■ **EXERCISE**
Note each line in the data holding the string "manifests" and report it.

■ **DATA FOR PROCESSING**

───

PR #246, opened 2023-11-08
internal/dnfjson: fix size calculation bug with multidir caches

diaasami:
COMPOSER-2068


internal/dnfjson/cache.go
```diff
@@ -186,9 +190,12 @@ func (r *rpmCache) updateCacheDirInfo(path string) {
 	// sort IDs by mtime (oldest first)
 	sort.Slice(repoIDs, sortFunc)
```
ondrejbudai, line 191: I think that need to sort the repos in `updateInfo`, otherwise `r.repoRecency` will be only "partially" sorted.

diaasami: right, I guess there are no tests for this as well, I will add one

achilleas-k: The way it works now is that it keeps a per-distro cache and the recency and size are only relevant within each distro.  I wonder if that's the source of the issue.  It means that the max size becomes `maxSize * n distros`.  But we had a lot more than a handful of GiB right?

achilleas-k:
Something to note here: I'm trying to test the difference between main and this PR with some extreme cases and while I know there's a difference, I'm not seeing an issue with the existing things in `main`.  Try this, for example:
- Create a directory for the rpmmd cache `/var/cache/rpmmd`
- Watch the directory sizes (with sudo): `sudo watch -n1 du -hd2 /var/cache/rpmmd`
- Chance the max cache size to 10 MB (change [this](https://github.com/osbuild/images/blob/63a1eead26a7c802dbcebe863439f591be6dc6e5/internal/dnfjson/dnfjson.go#L51C1-L51C1) to `1024*1024*10`).
- Run some depsolves
```
go run ./cmd/gen-manifests --workers=10 --cache=/var/cache/rpmmd --distros=rhel-92,rhel-93 --arches=x86_64,aarch64 --output=/media/scratch/osbuild/manifests/ --images=qcow2
```

You'll see that some distro repos are deleted completely (because the limit is so low) and others (like RHEL 9.3 x86) stay at 4.6 MiB.

It also gets a bit more interesting if you set the limit to 17 MiB.  You'll see some distro caches reach 20-30 MiB and then get deleted to 14-15 MiB after the depsolve is done.  Which to me means the cleanup is actually working (but with the per-distro limit), so I wonder what went wrong originally.

achilleas-k:
Actually, `gen-manifests` is a bad example because it uses a separate solver and subdirectory for each arch+distro.  We should maybe change that.

ondrejbudai:
The issue is that the service workers set an empty distribution: https://github.com/osbuild/osbuild-composer/blob/a1e428fc539271333d71902672dff2407947ae62/cmd/osbuild-worker/jobimpl-depsolve.go#L23

So these caches are not stored in a distribution subdirectory, but in a cache root, which breaks the whole algorithm. Maybe the fix could be to disallow passing an empty distribution (or use an `unknown` subdir). Nevertheless, I think that we should one global cache size, because the number of distributions isn't bound.

achilleas-k:
If we use `unknown` in place of an empty distro name, then all repos will share the same cache root, which is probably fine.  I think in that case, depsolving will only block on individual repo locks from dnf itself.  When depsolving, we only take a non-exclusive read lock on the whole cache to prevent a cleanup from running while calling dnf-json.  Write locking of individual repos for updating metadata is deferred to libdnf.

Given all this, it makes me wonder if the per-repo cache roots are even necessary in the end.  Maybe it's fine to use a single cache for everything?

A solution that fixes the current issue is to drop the `distro` arg from `NewWithConfig()` and just use `modulePlatformID + releaseVer + arch`, which would have the same effect.

internal/dnfjson/cache_test.go
```diff
@@ -103,24 +103,24 @@ var testCfgs = map[string]testCache{
 		"df2665154150abf76f4d86156228a75c39f3f31a79d4a861d76b1edd89814b62-98177081b9162766/repodata/repomd.xml":                                                                                      fileInfo{12817, 300},
 	},
 	"fake-real": { // fake but resembling real data
-		"1111111111111111111111111111111111111111111111111111111111111111.solv":           fileInfo{100, 0},
```
diaasami, line 106: Unfortunately golang's os.ReadDir() returns entries in alphabetical order and since for our test data, entries are sorted both alphabetically and by mtime, tests pass even if no sorting is done at all.
So this change breaks the alphabetical order of data.

internal/dnfjson/cache.go
```diff
@@ -114,81 +114,94 @@ func newRPMCache(path string, maxSize uint64) *rpmCache {
...
+		//
 
-		// if for some reason the mtimes of the various entries of a single
-		// repository are out of sync, use the most recent one
-		if repo.mtime.Before(mtime) {
-			repo.mtime = mtime
+		r.size += totalSize
+		// TODO: replace loop with maps.Copy() introduced in Go 1.21
+		for k, v := range repos {
+			r.repoElements[k] = v
```
achilleas-k, line 191: Could we avoid the extra loop by doing `r.repoElements[repoID] = repo` at the end of the previous loop right after doing `repos[repoID] = repo`?  Would that interfere with anything?  It doesn't seem like it, but I could be missing something.

internal/dnfjson/cache.go
```diff
@@ -114,81 +114,94 @@ func newRPMCache(path string, maxSize uint64) *rpmCache {
...
 	}
 
-	// sort IDs by mtime (oldest first)
 	sort.Slice(repoIDs, sortFunc)
 
-	r.size = totalSize
-	r.repoElements = repos
-	r.repoRecency = repoIDs
+	// sort IDs by mtime (oldest first)
+	r.repoRecency = append(r.repoRecency, repoIDs...)
```
achilleas-k, line 204: `repoRecency` is nilled at the start of this function and is only referenced again here at the end.  Is there a reason we can't do `r.repoRecency = repoIDs`?

internal/dnfjson/cache_test.go
achilleas-k: Good thinking.  Though I think it doesn't matter here because maps are unordered.  Did this have any effect on the result of the test?
I wouldn't revert it, keep the change, I'd be curious to know though.

achilleas-k (dismissed):
LGTM.  A few non-functional nitpicks and questions :)

One more thing though:
I think we should remove the `distro` here: https://github.com/osbuild/images/blob/54a72ee04cec5d10d33e85765257246f2ff1b852/internal/dnfjson/dnfjson.go#L72
and instead use the other components to make a cache subdirectory here: https://github.com/osbuild/images/blob/54a72ee04cec5d10d33e85765257246f2ff1b852/internal/dnfjson/dnfjson.go#L123-L130

The other components (platform ID, os version, architecture) are mandatory for depsolving, so they can't be empty strings or the depsolver will fail.  That way, we avoid running into any issues (like we already did) with the solver being initialised with an empty distro string, essentially pushing the distro caches one level up, and we still get distro-specific caches.

I  don't know if there might be a conflict between RHEL 9 and CS9 (if osversion of rhel 9 is `9`, then they both get `el9` platform ID and os version `9`).

Another alternative is to make the `distro` mandatory and fail if it's an empty string.

achilleas-k:
I have some comments and a recommendation, but approving since they're not critical and can be done in a follow-up if we need this PR to be merged quickly.

internal/dnfjson/cache_test.go
diaasami: This is only about `rpmCache.reporecency` since it's an ordered array, but not any other fields.
Since the the test data files are written to disk then read using `os.ReadDir(r.root)`, they come out in the right order automatically.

───

■ **EXERCISE RESPONSE**
go run ./cmd/gen-manifests --workers=10 --cache=/var/cache/rpmmd --distros=rhel-92,rhel-93 --arches=x86_64,aarch64 --output=/media/scratch/osbuild/manifests/ --images=qcow2
Actually, `gen-manifests` is a bad example because it uses a separate solver and subdirectory for each arch+distro.  We should maybe change that.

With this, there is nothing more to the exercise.